Issue #2735, opened 2015-11-26
Change validation routines to non-BeanValidation ones


alexanderweber:
Accord seems to be a nice alternative for model validation. (http://wix.github.io/accord/)
The goal is to get rid of the ModelValidation and provide implicit validation for relevant classes.

kolloch:
#2723 is very similar. Probably we should merge these issues.

alexanderweber:
Fixed with #2804.

Issue #2426, opened 2015-10-13
Get rid of V2 model objects


kolloch:
Now that we use play json serialization, the structure of the model objects does not have to correspond to the JSON structure and we can get rid of one level of indirection.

==============================

**THE PROBLEM**
The answer must be the full listing, repeated word for word.

**ANSWER BELOW**
Issue #2735, opened 2015-11-26
Change validation routines to non-BeanValidation ones


alexanderweber:
Accord seems to be a nice alternative for model validation. (http://wix.github.io/accord/)
The goal is to get rid of the ModelValidation and provide implicit validation for relevant classes.

kolloch:
#2723 is very similar. Probably we should merge these issues.

alexanderweber:
Fixed with #2804.

Issue #2426, opened 2015-10-13
Get rid of V2 model objects


kolloch:
Now that we use play json serialization, the structure of the model objects does not have to correspond to the JSON structure and we can get rid of one level of indirection.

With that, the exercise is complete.